Luttrell, whose identical twin brother, Morgan Luttrell, is a second-term Republican member of Congress from Houston, said taking ibogaine squelched his cravings for drugs and alcohol, and even helped him quit his smokeless tobacco habit.
"I'm going to tell you something — I took that medication," Luttrell told the Senate panel.
"I laid down that night and I woke up the next morning.
I had no appetite for opioids.
I had no appetite for alcohol.
I chewed Copenhagen.
I had no appetite for that at all.
Period."
Stanford Study
The Stanford study included detailed examinations of 30 U.S. Special Forces veterans who experienced traumatic brain injury and most had "severe psychiatric symptoms and functional disabilities."
Of the participants, 19 had been suicidal and seven had attempted suicide.
All of them sought ibogaine treatment in Mexico, the study said.
"No other drug has ever been able to alleviate the functional and neuropsychiatric symptoms of traumatic brain injury," said Nolan Williams, an associate professor of psychiatry and behavioral sciences at Stanford.
"The results are dramatic, and we intend to study this compound further."
Risks and Next Steps
Still, the use of ibogaine is not without risk.
A 2021 study by the National Institute of Health found that the compound has been linked to cardiac-related deaths in some users.

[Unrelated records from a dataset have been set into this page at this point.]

PR #5316, opened 2022-05-20
Use any as default aggregator for Curve

philippjfr:
Better behavior for simple time-series or other Curve plots where self-intersections are spurious and entirely dependent on zoom-level.

bokeh_plot - 2022-05-20T174814 455
bokeh_plot - 2022-05-20T174801 032


philippjfr:
`aggregate` is a bit of an ugly beast that precedes the idea of having separate operations to dispatch to. The real solution is to actually split that operation up into aggregate_curve, aggregate_path and aggregate_points and aggregate_ndoverlay. I could create those now I suppose and then split up the actual implementation later.

jbednar:
On balance, though the `any` aggregator behaves well for simple cases, those seem like they are also the ones that work well with Bokeh already. With Datashader, a curve can intersect itself many times in a single pixel if it has many more samples than there are pixels on the screen, and with `any` there's no way to determine if the curve is going back and forth equally over a large range, or going up and down in a small range many times but then having one outlying value.

PR #5324, opened 2022-05-30
CI: remove the runs on Python 3.6

maximlt:
HoloViews 1.15 needs "panel >=0.13.1" which supports Python >= 3.7. We no longer need the test suite to run on Python 3.6 then.


maximlt:
While the proportion of downloads was > 5% 6 months ago it went down to < 2%, which sort of justifies dropping support for Python 3.6 (it's also EOL). Sorry Jean-Luc!

image

jlstevens:
Given the situation with 3.6 usage has changed a fair bit in the past 6 months, this seems fine.

PR #5325, opened 2022-05-30
Adding geodataframe to DataConversion

Hoxbro:
First part (1/2) of fix for https://discourse.holoviz.org/t/small-multiples-aka-facetted-plots/3760/2

This will make it possible to run:
``` python
import geopandas as gpd
import hvplot.pandas

countries = gpd.read_file(gpd.datasets.get_path('naturalearth_lowres'))
countries.hvplot(geo=True, by="continent")
```

I'm actually not sure if `cuDF` should be added to `df_interfaces`

Before fix:
image

After fix:
image

### DIFF
--- a/holoviews/core/data/__init__.py
+++ b/holoviews/core/data/__init__.py
@@ -129,7 +129,8 @@ class DataConversion(object):
             else:
                 selected = self._element
         else:
-            if pd and issubclass(self._element.interface, PandasInterface):
+            df_interfaces = tuple(v for k, v in Interface.interfaces.items() if "dataframe" in k.lower())
+            if issubclass(self._element.interface, df_interfaces):
                 ds_dims = self._element.dimensions()
                 ds_kdims = [self._element.get_dimension(d) if d in ds_dims else d
                             for d in groupby+kdims]


holoviews/core/data/__init__.py
```diff
@@ -129,7 +129,8 @@ def __call__(self, new_type, kdims=None, vdims=None, groupby=None,
             else:
                 selected = self._element
         else:
-            if pd and issubclass(self._element.interface, PandasInterface):
+            df_interfaces = tuple(v for k, v in Interface.interfaces.items() if "dataframe" in k.lower())
```
maximlt, line 132: I would suggest this change to be a little more explicit.

```suggestion
            df_interfaces = tuple(
                v
                for k, v in Interface.interfaces.items()
                if k in ('dataframe', 'geodataframe')
            )
```

Hoxbro: The only thing I'm a little bit afraid of with this change is if a new `dataframe` interface is implemented, it will not automatically be added to `df_interfaces` and therefore potentially go down the wrong code path.  On the other hand, it could properly also be seen as a good thing that a new interface is not automatically added to `df_interfaces`.  :sweat_smile: 

I have no strong opinion about this, so I will be cowardly and let you decide if the suggested changes should be implemented.

maximlt: Actually looking at the code base I see that the cuDF and Dask interfaces inherit from PandasInterface:

```python
In [3]: param.concrete_descendents(hv.core.PandasInterface)
Out[3]: 
{'PandasInterface': holoviews.core.data.pandas.PandasInterface,
 'cuDFInterface': holoviews.core.data.cudf.cuDFInterface,
 'DaskInterface': holoviews.core.data.dask.DaskInterface}
```

So they will pass the `issubclass` check and the code in the if blocks will be executed for these two interfaces.

There are two interfaces that inherit from `MultiInterface` but declare their `base_interface` as being PandasInterface:
```python
In [15]: [kls for kls in param.concrete_descendents(hv.core.MultiInterface).values() if hasattr(kls, '
    ...: base_interface') and issubclass(kls.base_interface, hv.core.PandasInterface)]
Out[15]: 
[holoviews.core.data.spatialpandas.SpatialPandasInterface,
 holoviews.core.data.spatialpandas_dask.DaskSpatialPandasInterface]
```

Maybe the code should be changed to pass the `if` check too. But I'm really unfamiliar with this part of the code base to really tell.

The `GeoPandasInterface` declared in GeoViews inherits from `MultiInterface` but doesn't declare any `base_interface`:
```python
class GeoPandasInterface(MultiInterface):

    types = ()

    datatype = 'geodataframe'

    multi = True
```

Maybe it should?

Thoughts on this @jlstevens ?

maximlt:
@philippjfr we had a discussion about this a couple of weeks ago, can you remember what  you decided about this? I remember there was a suggestion to move the interface from GeoViews to HoloViews. It would be nice if we could summarize the plan so that someone could pick up that work.

holoviews/core/data/pandas.py
```diff
@@ -14,7 +14,20 @@
 from .util import finite_range
 
 
-class PandasInterface(Interface):
+class PandasApi:
+    """
```
jlstevens, line 18: As API is an acronym I would call it `PandasAPI`.

PR #5326, opened 2022-06-02
Test suite clean up and fix for the pip build

maximlt:
This turned into a bigger PR than I thought. My original intention was to fix the pip build that appeared to be broken when it last run on the scheduled jobs. I saw that the grouped dependencies in `setup.py` where not so clear, so started to re-organize them and checked in particular the ones required to run the tests (not the notebooks). That led me to simplify a lot of imports in the tests. For instance in many places `pandas` was assumed to be optional while it's now a required dependency of HoloViews, same for Panel. The tests also now need Bokeh, Matplotlib and Plotly to be installed to run. This made sense to me, they're so critical to HoloViews.

### DIFF
--- a/.github/workflows/build.yaml
+++ b/.github/workflows/build.yaml
@@ -29,9 +29,6 @@ jobs:
       - uses: actions/checkout@v2
         with:
           fetch-depth: "100"
-      - uses: actions/setup-python@v2
-        with:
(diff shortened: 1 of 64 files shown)


maximlt:
I've manually launched the docs and the packages workflows in dry-run mode and they succeeded, merging then.

PR #5330, opened 2022-06-07
Fix hv.help when pattern is set

maximlt:
I think this was just totally untested so the code was not being updated. I've added a minimal test.

cc @jlstevens


jlstevens:
Looks good to me! Ready to merge?

maximlt:
Yep!

Issue #5255, opened 2022-04-04
Datashader throws exception when Buffer is cleared


pepijndevos:
#### ALL software version info
<details><summary>version info</summary>
<pre>
$ pip freeze
aiocouch==2.2.1
aiohttp==3.8.1
aiosignal==1.2.0
anyio==3.5.0
argon2-cffi==21.3.0
argon2-cffi-bindings==21.2.0
async-timeout==4.0.2
attrs==21.4.0
Babel==2.9.1
backcall==0.2.0
bleach==4.1.0
bokeh==2.4.2
certifi==2021.10.8
cffi==1.15.0
chardet==4.0.0
charset-normalizer==2.0.10
chevron==0.14.0
click==8.0.4
cloudpickle==2.0.0
colorcet==3.0.0
dask==2022.3.0
datashader==0.13.0
datashape==0.5.2
debugpy==1.5.1
decorator==5.1.1
defusedxml==0.7.1
Deprecated==1.2.13
distributed==2022.3.0
docker==5.0.3
entrypoints==0.3
escapism==1.0.1
frozenlist==1.3.0
fsspec==2022.2.0
HeapDict==1.0.1
holoviews==1.14.8
hvplot==0.7.3
ibm-cloud-sdk-core==3.13.2
ibmcloudant==0.0.41
idna==3.3
ipykernel==6.6.1
ipython==7.31.0
ipython-genutils==0.2.0
ipywidgets==7.6.5
iso8601==1.0.2
jedi==0.18.1
Jinja2==3.0.3
json5==0.9.6
jsonschema==4.4.0
jupyter-bokeh==3.0.4
jupyter-client==7.1.0
jupyter-core==4.9.1
jupyter-repo2docker==2021.8.0
jupyter-server==1.13.2
-e git+https://github.com/jupyterhub/jupyter-server-proxy.git@26d7569a7d2e7c806fcafe3b538ecbe061e7c0d8#egg=jupyter_server_proxy
jupyterlab==3.2.7
jupyterlab-pygments==0.1.2
jupyterlab-server==2.10.3
jupyterlab-widgets==1.0.2
llvmlite==0.38.0
locket==0.2.1
Markdown==3.3.6
MarkupSafe==2.0.1
matplotlib-inline==0.1.3
mistune==0.8.4
more-itertools==8.12.0
msgpack==1.0.3
multidict==6.0.2
multipledispatch==0.6.0
nbclassic==0.3.5
nbclient==0.5.9
[...]

PR #5331, opened 2022-06-08
Checking for empty data ranges in raster elements

jlstevens:
PR to address https://github.com/holoviz/holoviews/issues/5255

The datashader operation was using `_empty_agg` to return an empty `Image` element which then failed to display with a `ZeroDivisionError` after attempting a bounds calculation. I'm not sure this is quite the right fix but now this element displays without error:

image

Though I now notice that this isn't enough as both the matplotlib and plotly backends still have trouble: plotly complains with `Out of range float values are not JSON compliant` and matplotlib complains with `ValueError: zero-size array to reduction operation minimum which has no identity`.  

Looks like plotting libraries don't believe that empty images are a thing either! ;-p

### DIFF
--- a/holoviews/element/raster.py
+++ b/holoviews/element/raster.py
@@ -299,7 +299,7 @@ class Image(Selection2DExpr, Dataset, Raster, SheetCoordinateSystem):
             data_bounds = self.bounds.lbrt()
 
         non_finite_bounds = all(not util.isfinite(v) for v in bounds.lbrt())
-        data_ranges = self.interface.range(self, kdims[0]) + self.interface.range(self, kdims[1])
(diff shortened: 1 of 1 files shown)


jlstevens:
Actually, the 'plotly' JSON error is being raised in Bokeh via Panel. Not sure what to think here...

jbednar:
This change looks very reasonable, but it sounds like the additional fixes for Plotly and Matplotlib should be folded in as well.

jlstevens:
Looks like this approach breaks a load of tests. I'll close this PR as superseded by https://github.com/holoviz/holoviews/pull/5334

PR #5338, opened 2022-06-17
Add support for rendering in pyodide/pyscript

philippjfr:
Implements a `pyodide_extension` that registers MIME rendering hooks that work in pyodide/pyscript.

### DIFF
--- a/holoviews/__init__.py
+++ b/holoviews/__init__.py
@@ -1,4 +1,4 @@
-import os, io
+import io, os, sys
 
 import numpy as np # noqa (API import)
 import param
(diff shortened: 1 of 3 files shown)


MarcSkovMadsen:
Will this enable streaming to plots or from plots? I.e. dynamically updating the plot data or getting hover/ selection etc. events.

philippjfr:
> Will this enable streaming to plots or from plots? I.e. dynamically updating the plot data or getting hover/ selection etc. events.

This is already possible with master if you render plots manually using the `pn.io.pyodide.write` or `.servable(target=...)` API.

PR #5343, opened 2022-06-23
Minor optimizations to renderers

Hoxbro:
Fixes #5340 

The primary reason for the memory leak was because `plot.document` was set to `curdoc` here:
https://github.com/holoviz/holoviews/blob/22db2d1dd3b5d0b42a08f00645e04f693ad63dbb/holoviews/plotting/bokeh/renderer.py#L72

Where `plot` is an element that does not have `document` set up as a `param.Parameter` when setting `document` as a parameter, I get the following memory consumptions (cont. from [here](https://github.com/holoviz/holoviews/issues/5340#issuecomment-1161491369)):

Sankey:
sankey

Curve:
curve

With the current changes, it still seems to use a little more memory than without `hv.render`.

PR #5344, opened 2022-06-24
Test updates following release of datashader 0.14.1

ianthomas23:
This PR fixes the HoloViews test failures which were identified in PR #5343. There were two sets of failures, both relating to HoloViews tests needing to be updated following changes released in Datashader 0.14.1. They were:

1. Improved `trimesh` rendering.
2. The default setting of `rescale_discrete_levels=True` in `shade`.

The former required changing the comparison arrays; I have visually checked all of these. The latter required setting `rescale_discrete_levels=False` and then the tests pass.

### DIFF
--- a/holoviews/core/util.py
+++ b/holoviews/core/util.py
@@ -1227,6 +1227,13 @@ def is_number(obj):
     else: return False
 
 
+def is_float(obj):
+    """
+    Checks if the argument is a floating-point scalar.
+    """
+    return isinstance(obj, (float, np.floating))
+
+
 def is_int(obj, int_like=False):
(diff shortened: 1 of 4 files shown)


ianthomas23:
There are some extra test failures in CI where we are using equality for floating-point comparisons rather than allowing some tolerance. The actual problem is that we compare the types of two objects before deciding which comparison operator to choose and the code concludes that `float` and `np.float64` are not the same types and drops to a default exact comparison. The solution is therefore to allow any two floating-point types to use the floating-point comparison rather than direct equality.

Issue #5341, opened 2022-06-21
rasterize with opts raises warning in latest dev release


Hoxbro:
#### ALL software version info
``` yaml
datashader : 0.14.0
holoviews  : 1.15.0a2
```

#### Description of expected behavior and the observed behavior
The combination of `rasterize` and using `opts` will give a warning with the latest dev release of holoviews. The warning is not present with version 1.14. The warning is only present with `rasterize` and not without it.

It seems the warning is only coming from this function:
https://github.com/holoviz/holoviews/blob/83ee1813d28fd870f61e7607fd191346d509cccd/holoviews/core/spaces.py#L460-L468

#### Complete, minimal, self-contained example code that reproduces the issue

``` python
import holoviews as hv
from holoviews.operation.datashader import rasterize
hv.extension("bokeh")

plot = rasterize(hv.Curve(range(10)))
(plot + plot).opts(shared_axes=False)

```

#### Screenshots or screencasts of the bug in action

With `holoviews` 1.15:
![image](https://user-images.githubusercontent.com/19758978/174781890-60e1027e-e4f9-446f-9a08-9e2ec18c1c80.png)

With `holoviews` 1.14:
![image](https://user-images.githubusercontent.com/19758978/174782022-f8f14c4c-1d53-4812-aa56-f347f57c5706.png)

PR #5345, opened 2022-06-27
Ensure setting opts on DynamicMap does not generate deprecation warnings

philippjfr:
The `DynamicMap._style` method is responsible for applying options set on a `DynamicMap`. It does so by looking up a custom options tree and then setting that on the returned object. The format of that custom options tree is broken down by the options group (i.e. 'style', 'norm' and 'plot') and then gets applied using the public `.opts()` call. This is problematic because `.opts` explicitly checks that options are not set using the deprecated option groups format. Therefore we bypass that call and directly apply the option groups. 

Fixes https://github.com/holoviz/holoviews/issues/5341


jlstevens:
Thanks for the clear explanation and the change looks fine. Happy to see this merged when the tests pass.

PR #6674, opened 2025-08-27
fix: Silence Bokeh FIXED_SIZING_MODE warning on hv.save

### LINKED ISSUE #6668: Bokeh validation warning when saving a plot using hv.save with frame_width/frame_height options set

<details>

```plaintext
HoloViews = 1.21.1a0
Bokeh = 3.7.3
```
</details>

**Expected behavior**  
Saving a plot with `hv.save` should not trigger any warnings when `frame_height` or `frame_width` is specified.

**Actual behavior**  
When saving a plot with `hv.save`, specifying either `frame_height` or `frame_width` causes a Bokeh validation warning to appear, even though the plot is saved successfully.

```python
import holoviews as hv
hv.extension('bokeh')

plot = hv.Curve(([1,2,3,4,5], [2,4,6,8,10])).opts(frame_height=200) # frame_width also shows the warning

hv.save(plot, 'plot.png')

```

```
WARNING:bokeh.core.validation.check:W-1005 (FIXED_SIZING_MODE): 'fixed' sizing mode requires width and height to be set: figure(id='01850cd7-1c50-4293-9da6-f8c92809c23a', ...)
```

Azaya89:
closes #6668 

This PR ensures that saving plots with `frame_width` or `frame_height` set no longer triggers the Bokeh validation warning (FIXED_SIZING_MODE). Also:
- [x] Improved the context manager `silence_warnings` function that silences warnings only if they are not already silenced.
- [x] Added a test

### DIFF
--- a/holoviews/plotting/bokeh/styles.py
+++ b/holoviews/plotting/bokeh/styles.py
@@ -56,7 +56,6 @@ legend_dimensions = ['label_standoff', 'label_width', 'label_height', 'glyph_wid
 
 markers = {
     '+': {'marker': 'cross'},
-    'x': {'marker': 'cross', 'angle': np.pi/4},
     's': {'marker': 'square'},
     'd': {'marker': 'diamond'},
     '^': {'marker': 'triangle', 'angle': 0},
--- a/holoviews/tests/plotting/bokeh/test_pointplot.py
+++ b/holoviews/tests/plotting/bokeh/test_pointplot.py
@@ -3,6 +3,7 @@ import datetime as dt
 import numpy as np
 import pandas as pd
 import pytest
+from bokeh.core.enums import MarkerType
 from bokeh.models import (
     CategoricalColorMapper,
     Circle,
@@ -165,6 +166,17 @@ class TestPointPlot(TestBokehPlot):
         plot.initialize_plot()
         fig = plot.state
         self.assertEqual(len(fig.legend), 0)
+
+    def test_native_marker_legend(self):
+        """When one plots with a native bokeh marker, the legend uses that marker."""
+        for marker in MarkerType:
+            with self.subTest(marker=marker):
+                # Plot with a categorical color mapper solely to obtain a legend.
+                points = Points([(0, 0, "A"), (0, 1, "B")], vdims="color").opts(
+                    color="color", marker=marker
+                )
+                plot = bokeh_renderer.get_plot(points)
+                assert plot.state.legend[0].items[0].renderers[0].glyph.marker == marker
 
     def test_points_non_numeric_size_warning(self):
         data = (np.arange(10), np.arange(10), list(map(chr, range(94,104))))
--- a/holoviews/tests/plotting/bokeh/test_server.py
+++ b/holoviews/tests/plotting/bokeh/test_server.py
@@ -18,6 +18,7 @@ from holoviews.element.comparison import ComparisonTestCase
 from holoviews.plotting import Renderer
 from holoviews.plotting.bokeh.callbacks import Callback, RangeXYCallback, ResetCallback
 from holoviews.plotting.bokeh.renderer import BokehRenderer
+from holoviews.plotting.bokeh.util import BOKEH_GE_3_8_0
 from holoviews.streams import PlotReset, RangeXY, Stream
 
 bokeh_renderer = BokehRenderer.instance(mode='server')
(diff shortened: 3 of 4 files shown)


holoviews/util/__init__.py
```diff
@@ -841,8 +841,18 @@ def save(obj, filename, fmt='auto', backend=None, resources='cdn', toolbar=None,
...
+        try:
+            # Suppress only the specific Bokeh validator that warns when sizing_mode='fixed'
+            # but width/height are not both set.
+            from bokeh.core.validation.warnings import FIXED_SIZING_MODE
+
+            from ..plotting.bokeh.util import silence_warnings
+            with silence_warnings(FIXED_SIZING_MODE):
+                return renderer_obj.save(obj, filename, fmt=fmt, resources=resources, title=title)
+        except Exception as e:
+            param.main.param.warning(f"Could not silence Bokeh FIXED_SIZING_MODE: {e}")
```
hoxbro:
```suggestion
        # Suppress only the specific Bokeh validator that warns when sizing_mode='fixed'
        # but width/height are not both set.
        from bokeh.core.validation.warnings import FIXED_SIZING_MODE

        from ..plotting.bokeh.util import silence_warnings
        with silence_warnings(FIXED_SIZING_MODE):
            return renderer_obj.save(obj, filename, fmt=fmt, resources=resources, title=title)
```

This try/except is over-cautious.

holoviews/tests/plotting/bokeh/test_save.py
```diff
@@ -0,0 +1,28 @@
...
+    "opts",
+    [
+        {"frame_width": 200},
+        {"frame_height": 200},
+    ],
+)
+def test_save_suppresses_bokeh_fixed_sizing_mode(tmp_path, caplog, opts):
+    curve = hv.Curve([1, 2, 3]).opts(**opts, backend="bokeh")
+
+    out = tmp_path / "curve.html"
```
hoxbro, line 21: Can you double-check this actual fails without your code changes?

holoviews/tests/plotting/bokeh/test_save.py
```diff
@@ -0,0 +1,28 @@
+import pytest
+
+import holoviews as hv
+
+hv.extension("bokeh")
```
hoxbro:
```suggestion
```

You should not expose this at a top level in the tests as it can have side-effects. 

I think the reason you added it is that you had problems with the usefixtures. I will look into that.

holoviews/tests/plotting/bokeh/test_save.py
hoxbro: On my machine, it doesn't fail... I spent a significant amount of time trying to get it to fail on main and ended up with this.

``` python
def test_save_suppresses_bokeh_fixed_sizing_mode(tmp_path, caplog, opts):
    curve = hv.Curve([1, 2, 3]).opts(**opts)

    file = tmp_path / "curve.html"
    logging.getLogger("bokeh").propagate = True
    with caplog.at_level(logging.WARNING):
        hv.save(curve, file)

    assert file.exists()
    assert all(["FIXED_SIZING_MODE" not in e.msg for e in caplog.records])
```

hoxbro (changes requested):

holoviews/tests/plotting/bokeh/test_save.py
hoxbro: > I think the reason you added it is that you had problems with the usefixtures. I will look into that.

Should be solved with https://github.com/holoviz/holoviews/pull/6675

Azaya89: Thanks

holoviews/tests/plotting/bokeh/test_save.py
Azaya89: Thanks. I double checked and updated the file.

hoxbro: Did you have the same problem?

Azaya89: Yes. It wasn't failing on `main`, but the updated one fails on `main` now.

holoviews/util/__init__.py
```diff
@@ -841,8 +841,15 @@ def save(obj, filename, fmt='auto', backend=None, resources='cdn', toolbar=None,
             fmt = formats[-1]
         if formats[-1] in supported:
             filename = '.'.join(formats[:-1])
-    return renderer_obj.save(obj, filename, fmt=fmt, resources=resources,
-                             title=title)
+    if backend == "bokeh":
+        # Suppress only the specific Bokeh validator that warns when sizing_mode='fixed'
+        # but width/height are not both set.
```
hoxbro:
```suggestion
        # Suppress only the specific validator that warns when `sizing_mode='fixed'`
        # but width/height are not both set on a Bokeh Plot, this happens in HoloViews 
        # when `.opts(fixed_{width,height}=...)` are set,  which sets width/height to `None`. 
```

holoviews/tests/plotting/bokeh/test_save.py
```diff
@@ -0,0 +1,25 @@
...
+
+import holoviews as hv
+
+
+@pytest.mark.usefixtures("bokeh_backend")
+@pytest.mark.parametrize(
+    "opts",
+    [
+        {"frame_width": 200},
+        {"frame_height": 200},
```
hoxbro, line 13:
```suggestion
        {"frame_height": 200},
        {"frame_height": 200, "frame_width": 200},
        {},
```

Let's test every case.

PR #6676, opened 2025-08-27
fix: Use native bokeh "x" marker in plots and particularly in legends

### LINKED ISSUE #6345: x marker rendered as + in legend

```
holoviews==1.19.1
bokeh==3.5.1
```

When overlaying scatter plots with `x` markers, the marker is rendered as a `+` in the legend instead of a `x`.

```
import holoviews as hv

hv.extension('bokeh')

hv.Scatter([(1, 1)]).opts(marker='cross',size=10).relabel('cross') * hv.Scatter([(1,2)]).opts(marker='x', size=10).relabel('x')
```
 
image

stanwest:
Resolves #6345.

Previously, *Holoviews* converted the "x" into a rotated "+" as if it were a *matplotlib* marker that needed translation. However, because *Bokeh* draws legend markers with an angle of its choosing, the marker instead appeared as "+" within legends. Moreover, the translation appears to have been unnecessary, because *Bokeh* has had a native "x" marker for as far back as I could readily find.

With this change, *Holoviews* uses Bokeh's native "x" marker in plots and thereby obtains the expected "x" in legends also.

### DIFF
--- a/holoviews/tests/plotting/bokeh/test_pointplot.py
+++ b/holoviews/tests/plotting/bokeh/test_pointplot.py
@@ -184,7 +184,6 @@ class TestPointPlot(TestBokehPlot):
                 with self.subTest(marker=marker):
                     self._test_native_marker_legend(marker)
 
-    @pytest.mark.xfail(reason='Holoviews converts "x" marker to angled "cross".')
     def test_x_native_marker_legend(self):
         """When one plots with a native bokeh marker, the legend uses that marker."""
         self._test_native_marker_legend("x")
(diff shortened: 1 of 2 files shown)


holoviews/tests/plotting/bokeh/test_pointplot.py
```diff
@@ -166,6 +167,19 @@ def test_points_no_single_item_legend(self):
...
+        for marker in MarkerType:
+            with self.subTest(marker=marker):
+                # Plot with a categorical color mapper solely to obtain a legend.
+                points = Points([(0, 0, "A"), (0, 1, "B")], vdims="color").opts(
+                    color="color", marker=marker
+                )
+                plot = bokeh_renderer.get_plot(points)
+                self.assertEqual(
+                    plot.state.legend[0].items[0].renderers[0].glyph.marker, marker
+                )
```
hoxbro:
```suggestion
                assert plot.state.legend[0].items[0].renderers[0].glyph.marker == marker
```

stanwest:
You're welcome, and thanks for accepting it.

State Sen. Tan Parker, R-Flower Mound, who authored SB 2308, said he expects private research investments to join the state's effort in short order.
"Within 60 days, you will see (the Texas Department of) Health and Human Services working, kind of our quarterback, if you will, for the effort, to be able to start receiving proposals from consortiums that can come forward," Parker said.
"A consortium being a Texas Medical School, a hospital and a drug developer that will bring private money to the table."